START RECORDS FOR THE TASK

PR #587, opened 2015-06-03
Review Only: Solar panel building

AmbientOSX:
@BrettASwift @kadst43 I'm a bit stuck here for a few reasons. New terrain in the solar panel area is breaking ( or not breaking, depending on whether we consider Perry movement failing on areas with more severe gradient working as intended ) Perry movement. Also, more critically, the trigger to construct the base component ( solarPanel1 ) seems to be working but the solar panel shows up beneath the terrain.

Just requesting a review of the implementation ( object.construct() should be all I need in the trigger, right? ) and any thoughts on the new terrain ( whether we want to smooth it out or whether I should adjust Perry's raycast collision detection ) before I proceed further.


kadst43:
Perry should be able to move on slopes.

Depending on how you're placing the solar panel - if you use the add to grid action in the scenario, it should groundfit it, but if you're just placing it in index.vwf.yaml then you probably need to set the z position.

AmbientOSX:
Ok I will tweak the collision raycasting. Right - I use addToGrid in the scenario definition.

kadst43:
Ok, you probably need @BrettASwift then. :)

BrettASwift:
In `setHeightFromTerrain` in `grid.js`, either switch to get the height value from the heightmap or change the z value of the `origin` variable to be higher. It's probably starting the raycast beneath the ground.

AmbientOSX:
I think I made the necessary changes but it still seems to be off. The Cargo Pod is also showing up beneath the terrain...

AmbientOSX:
Merging to get the Perry fixes in and some of the bug fixes.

END RECORDS FOR THE TASK

[REQUIRED ACTION]:
Write out the data a second time, exactly the same.

[REPLY]:
PR #587, opened 2015-06-03
Review Only: Solar panel building

AmbientOSX:
@BrettASwift @kadst43 I'm a bit stuck here for a few reasons. New terrain in the solar panel area is breaking ( or not breaking, depending on whether we consider Perry movement failing on areas with more severe gradient working as intended ) Perry movement. Also, more critically, the trigger to construct the base component ( solarPanel1 ) seems to be working but the solar panel shows up beneath the terrain.

Just requesting a review of the implementation ( object.construct() should be all I need in the trigger, right? ) and any thoughts on the new terrain ( whether we want to smooth it out or whether I should adjust Perry's raycast collision detection ) before I proceed further.


kadst43:
Perry should be able to move on slopes.

Depending on how you're placing the solar panel - if you use the add to grid action in the scenario, it should groundfit it, but if you're just placing it in index.vwf.yaml then you probably need to set the z position.

AmbientOSX:
Ok I will tweak the collision raycasting. Right - I use addToGrid in the scenario definition.

kadst43:
Ok, you probably need @BrettASwift then. :)

BrettASwift:
In `setHeightFromTerrain` in `grid.js`, either switch to get the height value from the heightmap or change the z value of the `origin` variable to be higher. It's probably starting the raycast beneath the ground.

AmbientOSX:
I think I made the necessary changes but it still seems to be off. The Cargo Pod is also showing up beneath the terrain...

AmbientOSX:
Merging to get the Perry fixes in and some of the bug fixes.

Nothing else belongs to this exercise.